By Kevin Westerling,
No business wants the word "toxic" associated with its operations. The world has grown very weary (and wary) of companies that aren't environmentally responsible. So while toxic wastewater as a byproduct of mining, oil refining, or other industrial processes isn't new, the impetus to treat these streams is steadily rising.
A common method to handle wastewater organics resistant to biological treatment is through AOPs, or advanced oxidation processes, the broad principles of which are nicely outlined here. In short, AOPs use oxidizing agents/hydroxyl radicals to turn toxic organic compounds into biodegradable material (mineralization). The more hydroxyl radicals generated, the more effective the treatment, so the search is always on for the best oxidant for a particular application. While ozone, hydrogen peroxide, and oxygen are popular in municipal settings, they fall short for highly toxic wastewater and also require significant energy to induce oxidation. This has given rise to electrochemical-based AOPs and synthetic oxidants, with the ‘Holy Grail’ being an electrode that maximizes oxidation/treatment, requires low energy, and can stand up to harsh environments.
Enter boron-doped diamond (BDD).
BDD is used in the downstream oil and gas (O&G) industry for a notoriously hard-to-treat waste stream — spent caustic from the refining process, which produces high chemical oxygen demand (COD) levels along with a mix of oil, mercaptans, sulfides, and other compounds. BDD is one of just a few technologies to survive and thrive in this environment, and is thus capable of handling a variety of waste streams. Beyond extraction and mining, suitable applications include textile dye water, pharmaceutical wastewater, and highly polluted municipal waste such as landfill leachate.
Effectiveness aside, the cost of treatment is naturally a concern for municipalities and private industry alike. Any advanced treatment option may be considered “over-treatment” where basic and conventional technologies can be utilized, which is why the focus for BDD remains on downstream O&G. In this setting, wet air oxidation (WAO) is the method of choice for AOP that is most predominant and effective at many large refineries where economies of scale can be leveraged. WAO frees hydroxyl radicals via steam injection; it requires high heat and pressure, in addition to a space-intensive, complex setup. But for smaller refinery operations without significant size and capital, WAO is cost-prohibitive.
BDD oxidation can be achieved with much lower capital requirements using a modular electrochemical reactor, greatly reducing startup and overall treatment costs for low-volume waste streams.

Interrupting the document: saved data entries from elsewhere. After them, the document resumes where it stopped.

PR #454, opened 2026-01-09
Fix Presentation state and character ID

Prabesh002:
- Fix Presentation State panel not updating after changes (adding/removing characters, navigating lines)
 - Add skipRender flag to prevent cursor reset while typing in line editor
 - Update route engine for character id duplication
 

 ### Presentation State UI fix:

 The State panel was showing stale/inconsistent data because handleRenderCanvas wasn't calling render() after updating presentationState in the store. Added render() call to sync the UI.

### To verify this

  - Add a character on line 2, verify it appears in State panel
  - Go to line 3-4, verify character persists in State panel
  - Delete character on line 5, verify it disappears from State panel
  - Go back to line 2-4, verify character shows correctly

Or any line, they are just for reference

### DIFF
--- a/package.json
+++ b/package.json
@@ -19,7 +19,7 @@
     "jsdom": "^26.1.0",
     "jszip": "^3.10.1",
     "nanoid": "^5.1.5",
-    "route-engine-js": "0.1.14",
+    "route-engine-js": "^0.1.15",
     "route-graphics": "0.0.24",
     "rxjs": "^7.8.2",
     "snabbdom": "^3.6.2",
--- a/src/pages/sceneEditor/sceneEditor.handlers.js
+++ b/src/pages/sceneEditor/sceneEditor.handlers.js
@@ -244,8 +244,9 @@ export const handleEditorDataChanged = async (deps, payload) => {
     content,
   });
 
-  // Render the scene immediately with the updated content
-  // Trigger debounced canvas render
+  // Trigger debounced canvas render with skipRender flag.
+  // skipRender prevents full UI re-render which would reset cursor position while typing.
+  // Typing only updates dialogue content, not presentationState, so State panel doesn't need to update.
   subject.dispatch("sceneEditor.renderCanvas", { skipRender: true });
 };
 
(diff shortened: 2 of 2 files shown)


han4wluc:
update PR title and description to say actually what task/ problem are you solving with this PR.

package.json
```diff
@@ -19,7 +19,7 @@
     "jsdom": "^26.1.0",
     "jszip": "^3.10.1",
     "nanoid": "^5.1.5",
-    "route-engine-js": "0.1.14",
+    "route-engine-js": "^0.1.15",
```
han4wluc, line 22: this is for solving character id duplication thing right?

src/pages/sceneEditor/sceneEditor.handlers.js
```diff
@@ -1069,9 +1069,12 @@ export const handleUpdateDialogueContent = async (deps, payload) => {
 };
 
 // Handler for debounced canvas rendering
-async function handleRenderCanvas(deps) {
-  const { store, graphicsService } = deps;
+async function handleRenderCanvas(deps, payload) {
+  const { store, graphicsService, render } = deps;
   await renderSceneState(store, graphicsService);
+  if (!payload?.skipRender) {
```
han4wluc, line 1076: you need to explain why we need this.

this one is easy to fix 1 bug and introduce another bug.

package.json
Prabesh002: yes

src/pages/sceneEditor/sceneEditor.handlers.js
Prabesh002: The render() call is required to update the Presentation State panel UI after presentationState is updated in the store. Without it, the State panel shows stale data when navigating between lines or adding/removing actions

The sceneEditor.renderCanvas event is dispatched from two contexts:

  1. Action changes (add/remove character, navigate lines, etc.) → needs render() to update State panel
  2. Typing in line editor (handleEditorDataChanged) → does NOT need render() because typing doesn't change presentationState

but If we always call render(), the line editor re-renders on every keystroke (debounced 50ms), which resets the cursor position to the beginning.

han4wluc: ok. seems fine. but please do this:
- update PR title and PR description to be more descriptive. 
  - so you're doing 2 separate things in this PR. characterId fix and this.
- you must put this in the code comments, for why we skip render

Prabesh002: done

han4wluc (approved):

According to Tim Mollart, principal applications engineer at synthetic industrial diamonds supplier Element Six, BDD AOP would be the more sensible and cost-effective new treatment option — as opposed to starting up with WAO — for a “pretty big portion” of the 650 or so refineries he estimated worldwide.
There are more readily available treatment options in O&G than BDD, namely deep well injection, incineration, and off-site disposal, but these will become increasingly unavailable as corporate responsibility and/or regulatory authority proliferates. Small-scale refineries and industries turning to AOP, or the systems providers that supply AOP equipment, have a range of oxidants from which to choose. Since BDD is somewhat new in practice (though the product of 20 years of R&D), here are some specific benefits to know about the Element Six version of BDD, cited by Mollart.

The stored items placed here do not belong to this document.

PR #458, opened 2026-01-10
Update Scene editor and Presentation State panel to use events

Prabesh002:
#### Previous Attempt and Why It Was Removed

Calling render() on the parent sceneEditor was not ok because:
  1. It re-renders all child components including linesEditor
  2. The contenteditable DOM gets recreated, losing cursor position
  3. This happens asynchronously (50ms debounce), making it impossible to preserve cursor state ( I did not notice this yesterday)

Using the event approach because it's already used in the project

### DIFF
--- a/src/components/systemActions/systemActions.store.js
+++ b/src/components/systemActions/systemActions.store.js
@@ -86,7 +86,6 @@ export const setLocalPresentationState = (state, presentationState) => {
   state.localPresentationState = presentationState;
 };
 
-
 export const selectRepositoryState = ({ state }) => {
   return state.repositoryState;
 };
@@ -132,7 +131,8 @@ export const setMode = (state, payload) => {
 // Moved from sceneEditor.store.js - now returns object instead of array
 export const selectActionsData = ({ props, state }) => {
   const { actions } = props;
-  const presentationState = state.localPresentationState ?? props.presentationState ?? {};
+  const presentationState =
+    state.localPresentationState ?? props.presentationState ?? {};
 
   if (!actions) {
     return {};
--- a/src/components/systemActions/systemActions.store.js
+++ b/src/components/systemActions/systemActions.store.js
@@ -14,6 +14,7 @@ export const createInitialState = () => ({
     ],
   },
   repositoryState: {}, // Add this - default to empty object
+  localPresentationState: null,
 });
 
 export const selectViewData = ({ state, props, attrs }) => {
@@ -81,6 +82,11 @@ export const selectViewData = ({ state, props, attrs }) => {
   };
 };
 
+export const setLocalPresentationState = (state, presentationState) => {
+  state.localPresentationState = presentationState;
+};
+
+
 export const selectRepositoryState = ({ state }) => {
   return state.repositoryState;
 };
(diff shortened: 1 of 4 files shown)


src/components/systemActions/systemActions.store.js
```diff
@@ -125,7 +130,9 @@ export const setMode = (state, payload) => {
 
 // Moved from sceneEditor.store.js - now returns object instead of array
 export const selectActionsData = ({ props, state }) => {
-  const { actions, presentationState = {} } = props;
+  const { actions } = props;
+  const presentationState =
+    state.localPresentationState ?? props.presentationState ?? {};
```
han4wluc: no. this is bad.
adding 2 sources for presentationState would be confusing and lead to inconsistences. alway get this from 1 source.

han4wluc:
in theory calling render in the parent scenesEditor does not automatically trigger render in linesEditor. but I'm not sure, kind of forgot about this, need to check to make sure.

make sure to run the latest version of `rtgl`

but the render in linesEditor happens in:
- https://github.com/RouteVN/routevn-creator-client/blob/268ccd64eb766080abb0e74bf0ec02c44f95ee09/src/pages/sceneEditor/sceneEditor.handlers.js#L677
- https://github.com/RouteVN/routevn-creator-client/blob/268ccd64eb766080abb0e74bf0ec02c44f95ee09/src/pages/sceneEditor/sceneEditor.handlers.js#L667

src/components/systemActions/systemActions.store.js
Prabesh002: used only one source

Prabesh002:
> in theory calling render in the parent scenesEditor does not automatically trigger render in linesEditor. but I'm not sure, kind of forgot about this, need to check to make sure.
> 
> make sure to run the latest version of `rtgl`
> 
> but the render in linesEditor happens in:
> 
>     * https://github.com/RouteVN/routevn-creator-client/blob/268ccd64eb766080abb0e74bf0ec02c44f95ee09/src/pages/sceneEditor/sceneEditor.handlers.js#L677
> 
>     * https://github.com/RouteVN/routevn-creator-client/blob/268ccd64eb766080abb0e74bf0ec02c44f95ee09/src/pages/sceneEditor/sceneEditor.handlers.js#L667

You might be right in theory but I spent hours trying render() approaches and they all caused the cursor bug. Even if it's not automatic propagation, something in the render chain was interfering with contenteditable state which I'm not really sure what's causing it, that's why I asked you about the event based approach


I did try to render just the systemActions element only  but it still had stale props so I just used the events one.

Every render()-based approach either broke the cursor or didn't update the UI properly, so I moved to the event based approach

han4wluc:
context:
- there is nothing wrong with systemActions. data is passed via props, and when props update, it will render. this is how we render everything else.
  - systemActions is also used in layoutEditor. your changes probably broke that page.
- linesEditor is the outlier, it needs different and more careful rendering because of the text input. we cannot render text input because there is cursor with content in it. 



decision:
- do not make special fix for systemActions. instead should fix the special handlings for linesEditor.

Freestanding, rather than thin-film, composition. According to Mollart, “Thin films always have an Achilles’ heel in that the substrate is very vulnerable to erosion. Thin film versions have a lifetime measured in minutes, like all other conventional electrode materials, whereas our freestanding material has a lifetime measured in years.”
Inert semiconductor material. The robust nature of BDD is credited to its inert nature. While most electrically-conductive materials fall victim to oxidization and corrosion themselves, BDD does not.
Electrically-driven. BDD’s oxidizing strength is owed to its metal-like conductivity triggered by simple DC power and an electrochemical reactor, with no need for the strong oxidizing reagents such as hydrogen peroxide or hypochlorite that are required by most AOPs.
Sustainable technology. Deep well injection can pollute and waste scarce water resources; incineration can contribute to air emissions; conventional AOPs require the purchase, storage, and handling of dangerous chemicals; and off-site disposal has a considerable carbon footprint while scurrying the problem down the road. Compared to the most common alternatives for difficult waste streams, BDD is inherently safer, more easily replenished, and friendlier toward the environment.
Is boron-doped diamond the ‘Holy Grail’ of AOP materials? It’s far too early to tell — new tech has the burden of proving itself over the long haul and in the face of evolving developments. As such, BDD will be rightly scrutinized, but it should also be rightly considered for its potential.